Subspecies: Monotypic.

Taxonomy: Using sequences from four mitochondrial genes, Amaral et al. (2006) found that the genus Leucopternis, as traditionally arranged, is not monophyletic and that it is a composite of three independent lineages. The predominantly black and white plumage shared by several species has evolved at least twice. According to their findings, this trans-Andean (west of the Andes) species forms a sister clade with the cis-Andean (east of the Andes) L. melanops/L. kuhli complex. In their analysis, Amaral (op cit.) showed that this clade is sister to a clade which includes Buteo buteo, B. albicaudatus, B. (Rupornis) magnirostris, and Parabuteo unicinctus. David and Gosselin (2002) pointed out that the generic name Leucopternis is masculine, hence the change from ""semiplumbea" to semiplumbeus.

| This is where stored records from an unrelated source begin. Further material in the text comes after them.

PR #362, opened 2026-07-13
fix(dropwatch): correct packet metadata layout

messere1:
## Summary

- remove the stale Go-only `Type` field that shifts every packet metadata field after `drop_reason` by four bytes
- mirror the C struct's tail padding explicitly and add compile-time field-offset checks
- add a regression test that decodes a perf sample laid out like `struct packet_meta`

This restores correct `net_namespace_inode`, device name, and task command values, allowing container lookup by network namespace inode to work again.

## Testing

- `go test ./cmd/dropwatch`
- `make check`
- `make unit` *(WSL baseline limitation: `internal/cgroups/TestCgroupInterfaces/CpuUsage` expects cgroup v1 `cpuacct.stat`; the same test fails on unmodified upstream `main` in this environment)*

### DIFF
--- a/cmd/dropwatch/bpf_records_test.go
+++ b/cmd/dropwatch/bpf_records_test.go
@@ -1,0 +1,71 @@
+// Copyright 2026 The HuaTuo Authors.
+//
+// Licensed under the Apache License, Version 2.0 (the "License");
+// you may not use this file except in compliance with the License.
+// You may obtain a copy of the License at
+//
+//     http://www.apache.org/licenses/LICENSE-2.0
+//
+// Unless required by applicable law or agreed to in writing, software
+// distributed under the License is distributed on an "AS IS" BASIS,
+// WITHOUT WARRANTIES OR CONDITIONS OF ANY KIND, either express or implied.
+// See the License for the specific language governing permissions and
+// limitations under the License.
+
+package main
+
+import (
+	"bytes"
+	"encoding/binary"
+	"testing"
+
+	"huatuo-bamai/internal/utils/bytesutil"
+)
+
+// TestPacketMetaParse decodes a perf sample laid out exactly like struct
+// packet_meta in bpf/dropwatch.c and checks that every field lands where the
+// kernel wrote it. It fails if the Go mirror drifts from the C layout, e.g.
+// the stale 4-byte Type field that shifted net_inum, dev_name and comm.
+func TestPacketMetaParse(t *testing.T) {
+	buf := make([]byte, 96)
+
+	le := binary.LittleEndian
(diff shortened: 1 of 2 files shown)


cmd/dropwatch/bpf_records_test.go
```diff
@@ -0,0 +1,71 @@
...
+// the stale 4-byte Type field that shifted net_inum, dev_name and comm.
+func TestPacketMetaParse(t *testing.T) {
+	buf := make([]byte, 96)
+
+	le := binary.LittleEndian
+	le.PutUint64(buf[0:], 1111)        // ktime_ns
+	le.PutUint64(buf[8:], 2222)        // tgid_pid
+	le.PutUint64(buf[16:], 3333)       // net_cookie
+	le.PutUint64(buf[24:], 4444)       // kfree_skb_addr
+	le.PutUint64(buf[32:], 5555)       // memcg_css_addr
```
huhong-web: the number of test cases need to be meaningful, eg, change 1111 to a likely random ktime_ns and "1111" is used multimes.

cmd/dropwatch/bpf_records_test.go
```diff
@@ -0,0 +1,71 @@
...
+)
+
+// TestPacketMetaParse decodes a perf sample laid out exactly like struct
+// packet_meta in bpf/dropwatch.c and checks that every field lands where the
+// kernel wrote it. It fails if the Go mirror drifts from the C layout, e.g.
+// the stale 4-byte Type field that shifted net_inum, dev_name and comm.
+func TestPacketMetaParse(t *testing.T) {
+	buf := make([]byte, 96)
+
+	le := binary.LittleEndian
```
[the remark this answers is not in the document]
messere1: Fixed in e74f260b. The fixture now uses `binary.NativeEndian` for all integer fields, matching `binary.Read` and keeping the layout test endian-neutral. Verified with `go test ./cmd/dropwatch -run '^TestPacketMetaParse$' -count=1` and `make check`.

cmd/dropwatch/bpf_records_test.go
messere1: Addressed in 588d68b8. The fixture now uses deterministic, field-specific values: a realistic `ktime_ns`, an encoded TGID/PID, asymmetric cookie bytes, and representative kernel addresses. Named constants are reused by both the buffer writer and assertions, so the magic literals are no longer repeated. Verified with `go test ./cmd/dropwatch -run '^TestPacketMetaParse$' -count=1` and `make check`.

huhong-web:
great! thanks a lot.

PR #366, opened 2026-07-14
fix(job): synchronize terminal lifecycle

### LINKED ISSUE #363: [Bug]: internal/job manager races between Stop and monitorJob
### 这个问题是否已经存在？

### 部署环境

- HUATUO commit: `e347a544fdd88544a4f1e8de2114af4b855112d2` (current `upstream/main`)
- Go: `go1.24.13 linux/amd64`
- OS/kernel: `Linux 5.15.167.4-microsoft-standard-WSL2 x86_64`
- Module: `internal/job`

The issue is reproduced by the existing unit test and does not require a real cluster or agent deployment.

### 如何复现

1. Check out `e347a544fdd88544a4f1e8de2114af4b855112d2`.
2. Run:

```bash
go test -race ./internal/job -run '^TestManagerCreate$/^create_success$' -count=5
```

3. The race detector reports an unsynchronized read/write of `job.Status`:

```text
Read:
  internal/job.(*Manager).monitorJob.func1()
  internal/job/manager.go:296

Previous write:
  internal/job.(*Manager).updateJobStatus()
  internal/job/manager.go:234
  internal/job.(*Manager).Stop()
  internal/job/manager.go:154
```

The existing `create success` test follows a normal production path: `Create` starts `monitorJob`, then `Stop` closes the stop channel and transitions the job to `stopped`. The monitor goroutine concurrently reads the same mutable status in its deferred cleanup.

Expected: stopping and monitoring a job must not race, and a terminal `stopped` transition must not be overwritten.

Actual: `Stop/updateJobStatus` writes `job.Status` while `monitorJob` reads it without synchronization. Depending on interleaving, the deferred cleanup can also attempt a second stop/final transition, save a conflicting final state, or decrement the per-host job count more than once.

### 修复建议或方案

- Synchronize all mutable job lifecycle fields, either with a per-job mutex/state object or a manager-owned transition helper.
- Make terminal state transitions idempotent so only one path saves the final state, removes the in-memory job, and decrements `jobsByHost`.
- Ensure `monitorJob` cannot change a successfully stopped job to `failed` during deferred cleanup.
- Add a race regression test.

Acceptance command:

```bash
go test -race ./internal/job -run '^TestManagerCreate$/^create_success$' -count=10
```

### 其他

I searched the current open and closed issues for `internal/job` races and found no match.

Open PRs #299 and #306 address races in `pkg/tracing/task.go`; they do not touch this `internal/job` manager lifecycle race.

messere1:
## Summary

- serialize `Stop` and monitor transitions through per-job runtime state
- make terminal transitions idempotent so agent stop, persistence, cleanup, and host-count updates happen once
- return snapshots for in-memory reads and wait for monitor goroutines during shutdown
- add race regressions for concurrent stops and stopped-state overwrites

## Testing

- `make check`
- `go test -race ./internal/job -count=1`
- `go test -race ./internal/job -run '^TestManagerStop$' -count=20`
- `make unit` (`internal/job` passes; the full target only fails in `internal/cgroups/TestCgroupInterfaces/CpuUsage` because this WSL environment does not expose cgroup v1 `cpuacct.stat`)

Fixes #363

### DIFF
--- a/internal/job/manager.go
+++ b/internal/job/manager.go
@@ -47,6 +47,7 @@ type Manager struct {
 	storage    Store
 	nodeAgent  NodeAgent
 	stopChan   chan struct{}
+	stopOnce   sync.Once
 	config     ManagerConfig
 }
 
@@ -70,7 +71,24 @@ func newManagerWithStore(storage Store, nodeAgent NodeAgent, config ManagerConfi
 
 // Shutdown stops the manager and all background jobs
 func (m *Manager) Shutdown() {
-	close(m.stopChan)
+	var doneChans []chan struct{}
+	m.jobs.Range(func(_, value any) bool {
+		job := value.(*Job)
+		job.runtime.mu.Lock()
+		if job.runtime.doneChan != nil {
+			doneChans = append(doneChans, job.runtime.doneChan)
+		}
+		job.runtime.mu.Unlock()
+		return true
+	})
+
+	m.stopOnce.Do(func() {
+		close(m.stopChan)
+	})
+
+	for _, doneChan := range doneChans {
+		<-doneChan
+	}
 }
 
 func (m *Manager) Create(req CreateJobRequest) (*Job, error) {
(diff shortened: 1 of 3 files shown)


hao022:
@messere1 这个代码已经被重构（整体解决问题相比单点要好些）。可以参考最新的代码，哪里可以优化，直接提交pr即可。感谢pr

Movements: Probably non-migratory.

Habitat and Habits: Occurs in lowlands in understory and lower canopy of mature forest, riverine forest, old second growth, and cacao plantations, often at the forest edge, but rarely in the open. May sit for long periods in the early morning on exposed perches in the canopy, or on a perch at a medium height in the forest.  "Remarkably tame" (Hilty and Brown 1986), but easily overlooked. Wetmore (1965) also commented on the tameness of the species. Rarely soars. It is usually found singly, sometimes in two's.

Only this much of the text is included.